PROBLEM REQUIREMENTS ▸ Restate the entire listing word for word.

GIVEN RECORDS ▸
- - -

PR #330, opened 2026-08-11
Bump Empirical pin for hash_namify fix

mmore500:
Opening separately in case there are complications with bumping the Empirical pin.


mmore500:
Looks like there are other complications in bumping the Empirical fix. Happy to take a go at it, but I'll leave the call to primary maintainers.

anyaevostinar:
I'm worried there will be more issues, but the emp_error one looks easy enough. Do you know what emp_error changed to? I'm pretty sure that bumping all the way to the most recent will require some of the fragile tests to be fixed due to the change in RNG

PR #331, opened 2026-08-13
Changed SetReproCount to LineageLength

LaurenC267:


source/default_mode/Host.h
```diff
@@ -280,7 +280,7 @@ class Host: public Organism {
    *
    * Purpose: To set the count of reproductions in this lineage.
    */
-  void SetReproCount(size_t _in) { reproductions = _in; }
+  void LineageLength(size_t _in) { reproductions = _in; }
```
anyaevostinar, line 283: This should be "SetLineageLength" and then the GetReproCount should be changed to "GetLineageLength"

anyaevostinar (changes requested):
Need to put the "Set" back in and also change the "GetReproCount"

PR #8, opened 2025-01-18
Making it drive

iamawesomecat:
Assigned controls, taken from the beta bot, but only for the drivebase. removed some unnecessary fluff.

### DIFF
--- a/src/main/java/frc/robot/Controls.java
+++ b/src/main/java/frc/robot/Controls.java
@@ -47,6 +47,10 @@ public class Controls {
   }
 
   private void configureDrivebaseBindings() {
+    if (s.drivebaseSubsystem == null) {
+      // Stop running this method
+      return;
+    }
     // Note that X is defined as forward according to WPILib convention,
     // and Y is defined as to the left according to WPILib convention.
     s.drivebaseSubsystem.setDefaultCommand(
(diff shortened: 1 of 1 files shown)


src/main/java/frc/robot/Controls.java
```diff
@@ -15,9 +20,61 @@ public class Controls {
...
+  private final Telemetry logger = new Telemetry(MaxSpeed);
+
   public Controls(Subsystems s) {
     driverController = new CommandXboxController(DRIVER_CONTROLLER_PORT);
     operatorController = new CommandXboxController(OPERATOR_CONTROLLER_PORT);
     this.s = s;
+    configureDrivebaseBindings();
+  }
+
+  private void configureDrivebaseBindings() {
```
KangarooKoala, line 49:
```suggestion
  private void configureDrivebaseBindings() {
    if (s.drivebaseSubsystem == null) {
      // Stop running this method
      return;
    }
```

- - -

RESULT ▸
PR #330, opened 2026-08-11
Bump Empirical pin for hash_namify fix

mmore500:
Opening separately in case there are complications with bumping the Empirical pin.


mmore500:
Looks like there are other complications in bumping the Empirical fix. Happy to take a go at it, but I'll leave the call to primary maintainers.

anyaevostinar:
I'm worried there will be more issues, but the emp_error one looks easy enough. Do you know what emp_error changed to? I'm pretty sure that bumping all the way to the most recent will require some of the fragile tests to be fixed due to the change in RNG

PR #331, opened 2026-08-13
Changed SetReproCount to LineageLength

LaurenC267:


source/default_mode/Host.h
```diff
@@ -280,7 +280,7 @@ class Host: public Organism {
    *
    * Purpose: To set the count of reproductions in this lineage.
    */
-  void SetReproCount(size_t _in) { reproductions = _in; }
+  void LineageLength(size_t _in) { reproductions = _in; }
```
anyaevostinar, line 283: This should be "SetLineageLength" and then the GetReproCount should be changed to "GetLineageLength"

anyaevostinar (changes requested):
Need to put the "Set" back in and also change the "GetReproCount"

PR #8, opened 2025-01-18
Making it drive

iamawesomecat:
Assigned controls, taken from the beta bot, but only for the drivebase. removed some unnecessary fluff.

### DIFF
--- a/src/main/java/frc/robot/Controls.java
+++ b/src/main/java/frc/robot/Controls.java
@@ -47,6 +47,10 @@ public class Controls {
   }
 
   private void configureDrivebaseBindings() {
+    if (s.drivebaseSubsystem == null) {
+      // Stop running this method
+      return;
+    }
     // Note that X is defined as forward according to WPILib convention,
     // and Y is defined as to the left according to WPILib convention.
     s.drivebaseSubsystem.setDefaultCommand(
(diff shortened: 1 of 1 files shown)


src/main/java/frc/robot/Controls.java
```diff
@@ -15,9 +20,61 @@ public class Controls {
...
+  private final Telemetry logger = new Telemetry(MaxSpeed);
+
   public Controls(Subsystems s) {
     driverController = new CommandXboxController(DRIVER_CONTROLLER_PORT);
     operatorController = new CommandXboxController(OPERATOR_CONTROLLER_PORT);
     this.s = s;
+    configureDrivebaseBindings();
+  }
+
+  private void configureDrivebaseBindings() {
```
KangarooKoala, line 49:
```suggestion
  private void configureDrivebaseBindings() {
    if (s.drivebaseSubsystem == null) {
      // Stop running this method
      return;
    }
```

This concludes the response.